Eine Seele lebte ganz für sich selbst, beherrscht von ihrem eigenen Ich mit all seinen irdischen Hoffnungen, Interessen und Plänen. Doch es kam eine Zeit, in der sie die Last dieses Zustands spürte und begann, Gott um das Geschenk der Zerbrochenheit und die demütige Hingabe ihres Willens zu bitten. Der Herr hörte diese Gebete und ließ Leid geschehen. Die Seele bat um Reinigung, und der Herr sandte Traurigkeit. Sie bat um Sanftmut, und Er zerbrach ihr Herz. Die Seele sehnte sich danach, sich von der Welt zu entfernen, und Gott nahm ihr die weltlichen Werte... So führte Gott die Seele zu Höherem. 'Er wird sitzen und das Silber schmelzen und reinigen... Er wird sie schmelzen wie Gold und Silber, damit sie dem Herrn Opfer in Gerechtigkeit darbringen' (Mal. 3:3). Das Kreuz Christi verwundete die Seele zu ihrem Wohl.
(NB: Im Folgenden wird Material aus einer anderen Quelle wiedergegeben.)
PR #4801, opened 2026-06-18
fix(reactive_graph): don't drop mark_dirty during ArcAsyncDerived notify window

Noethix55555:
## Summary

`notify_subs` temporarily sets `state = Notifying` while iterating downstream subscribers. `mark_dirty` (called when an upstream source changes) skipped both the `Dirty` assignment and the channel `notify()` call whenever it observed `Notifying`. If a source changed during this window, the update was silently lost: `notify_subs` then restored `prev_state` (Clean), and the derived never re-ran.

- `mark_dirty` now always sets `Dirty` and calls `notifier.notify()`, regardless of `Notifying`.
- `notify_subs` now preserves `Dirty` at the end of the window instead of blindly restoring the pre-window state.

The bug is single-threaded: a downstream subscriber whose `mark_dirty` mutates an upstream signal re-enters `mark_dirty` on the derived while `state == Notifying`. The regression test demonstrates this deterministically — it fails on unpatched code (derived stays at 2) and passes after the fix (derived re-runs to 3).

## Test plan

- [ ] `cargo test -p reactive_graph` passes (all 8 `async_derived` integration tests + 64 doc tests)
- [ ] New test `arc_async_derived_notify_window_not_dropped` fails on unpatched code, passes after fix

### DIFF
--- a/reactive_graph/src/computed/async_derived/arc_async_derived.rs
+++ b/reactive_graph/src/computed/async_derived/arc_async_derived.rs
@@ -451,10 +451,14 @@ impl<T: 'static> ArcAsyncDerived<T> {
             waker.wake();
         }
 
-        // if this was marked dirty before notifications began, this means it
-        // had been notified while loading; marking it clean will cause it not to
-        // run on the next tick of the async loop, so here it should be left dirty
-        inner.write().or_poisoned().state = prev_state;
+        // Restore the state that existed before we entered the Notifying window.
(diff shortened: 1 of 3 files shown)


gbj:
I'm not confident that I understand when the supposed bug would arise. Can you provide some *real* example code that demonstrates how it would happen? (i.e., using existing reactive primitives)

PR #4802, opened 2026-06-18
fix(reactive_stores_macro): use keyed-field path in Patch derive path_at_key closure

Noethix55555:
## Summary

- The `Patch` derive for a struct containing a `#[store(key: ...)]` field generated a `path_at_key` closure that passed the **parent struct path** (not the keyed field's path) to `with_field_keys`, and used `|| vec![]` as the initializer.
- Because the path was wrong, `with_field_keys` always returned `None`, so `patch_field_keyed` never invoked the per-item `notify` callback — silently dropping all granular sub-field notifications when `store.patch(new)` was called on a struct with a keyed field.
- Fix: snapshot `new_path` as `field_path` (parent path + field index) before the mutable borrow of the collection, capture `initial_keys` from the collection beforehand, and pass both into the closure. The `fun` callback now also returns the `(idx, segment)` pair so the reverse-index map (`KeyMap.1`) is populated for `get_trigger_unkeyed`.

## Test plan

- [ ] Added `struct_patch_derive_keyed_field_granular_notify` in `reactive_stores/src/keyed.rs`: patches a `Store`-derived struct with a `#[store(key: ...)]` field at the struct level and asserts that the per-key observer of the changed item fires while the unchanged sibling's observer does not.
- [ ] Test fails on the unpatched code and passes after the fix.
- [ ] All 22 existing `reactive_stores` unit tests and 8 doc-tests continue to pass.

### DIFF
--- a/reactive_stores/src/keyed.rs
+++ b/reactive_stores/src/keyed.rs
@@ -1411,6 +1411,67 @@ mod tests {
         }
     }
 
+    // Regression: `Patch` derive for a struct with a `#[store(key: ...)]` field used the parent
+    // struct path (and an empty initializer) in the generated `path_at_key` closure instead of the
+    // keyed-field's own path.  This caused `store.patch(new)` to resolve every per-item path
+    // against the wrong `KeyMap` bucket, making `with_field_keys` return `None` for every key,
+    // so `patch_field_keyed` never called per-item `notify` — silently dropping all granular
+    // sub-field notifications and leaving observers of individual keyed items unnotified.
+    #[tokio::test]
+    async fn struct_patch_derive_keyed_field_granular_notify() {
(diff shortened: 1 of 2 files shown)


gbj:
The regression test that's introduced looks good to me. However, when I test locally the changes seem to cause a failure in an unrelated test:
```
thread 'writing_one_variant_field_does_not_wake_sibling' (17393741) panicked at reactive_stores/tests/enum_subfield.rs:75:5:
assertion `left == right` failed: name effect woke on an age-only write (path collision)
  left: 2
 right: 1
 ```

gbj:
... Never mind that was an unrelated failing local test case I hadn't noticed I'd added 🤦

gbj:
This now has merge conflicts. If you resolve them I'll be happy to merge it.

PR #4803, opened 2026-06-18
fix(leptos_macro): localize view! diagnostics and recover incomplete component tags

sabify:
Improves error reporting and editor support for the `view!`/`template!` macros.

### Error locality
|                                                          | Before                                                                          | After                                                                                |
| -------------------------------------------------------- | ------------------------------------------------------------------------------- | ------------------------------------------------------------------------------------ |
| **Unknown event modifier** (`on:click:typo`)             | Reported at `Span::call_site()` → underlines the whole `view!`; aborts the rest | Points at the event attribute; drops the bad modifier and keeps checking the rest    |
| **Missing required prop** (`<Greeting/>` without `name`) | `.build()` had a call-site span → error blamed the whole `view!`                | `.build()` spanned to the component → underlines that specific `<Component/>`        |
| **Multiple errors**                                      | First `abort!` hid the rest; duplicates/cascades unbounded                      | All errors collected, de-duplicated, and capped (one summary line for the remainder) |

Wenn Gläubige beten und singen: 'Ich bin bereit, mit Ihm nach Golgatha zu gehen – mit Jesus überall und alle Tage', verstehen viele von ihnen die Konsequenzen nicht. Wenn es darum geht, die Worte und Versprechen zu verwirklichen, werden Christen von Angst ergriffen. So war es auch mit Jakob in Bethel und mit den Aposteln, die Christus, der auf dem Meer wandelte, für einen Geist hielten und sich fürchteten. Ihn, der ihnen so nahe war, erkannten sie nicht! So ergeht es auch den Gläubigen in unseren Tagen: Wenn das Kreuz Christi, über das die Menschen nicht ernst genug sprechen, sich ihnen nähert, sehen sie darin nicht das Zeichen Gottes und meiden es.